Background Briefings
You may have heard about the controversy surrounding Richard Clarke's August 2002 press background briefing. Fox News released a transcript of the briefing after receiving approval from the Bush administration. Clarke's critics, including Republican members of the 9/11 commission, have appealed to the briefing to impeach Clarke's credibility.
Former Senator Bob Kerry attacked the use of the briefing during Clarke's session:
All of us who have provided background briefings for the press before should beware. I mean, Fox should say 'occasionally fair and balanced' after putting something like this out, because they violated a serious trust.
Now if you don't know what a "background briefing" is (and no one I saw on the news shows explained the point), you may have thought Kerry was simply being partisan. But he wasn't. He was making a point about journalistic ethics
The Baltimore Sun's David Folkenflik explains what a "background briefing" is:
But the comments were considered "on background," an arrangement frequently used by the press. In "background" conversations, a source provides information to reporters on the condition that it not be directly attributed to him.

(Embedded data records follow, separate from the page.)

PR #19770, opened 2026-09-20
✨ feat(agent-quota): open the quota calendar to codex and kimi-code, ledger codex turns

arvinxx:
> Stacked on #19765 (feat/kimi-code-quota) — the kimi-code calendar entry mounts on the menu that PR adds. Retarget to `canary` after the base merges.

Two follow-ups to the Kimi Code quota work, plus one long-standing gap closed for Codex:

**1. The Agent quota calendar is no longer Claude-Code-only**

- `QuotaCalendarModal` takes a `provider` (default `claude-code`, claude path byte-identical); per-provider modal titles (new i18n keys, en-US + zh-CN shipped by hand).
- `QuotaAccountSwitcher` takes a structural snapshot + provider; both `CodexQuotaMenu` and `KimiCodeQuotaMenu` gain the calendar entry in their header.
- `month_total` / `month_code` readings get their own labeled monthly series instead of being folded into the 5-hour session series.

With snapshots but no ledger turns the calendar degrades as designed (burn-% day cells, "no token usage recorded" notes) — which is the permanent state for kimi-code, whose CLI emits no per-turn token usage (data-source limitation, verified against its open-source implementation).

At the time, Clarke's bosses at the National Security Council insisted that his quotes be attributed only to an unnamed counter-terrorism official, Angle said yesterday.
So Fox News got approval from the Bush administration to release the transcript but not from the person whose secrecy was being protected.
As for the content of the briefing vis-a-vis his book and private testimony, Clarke answered the charges excellently during the hearing.
Postscript: As Kevin Drum notes, Bush's "principled stance" against press leaks doesn't seem to be so principled.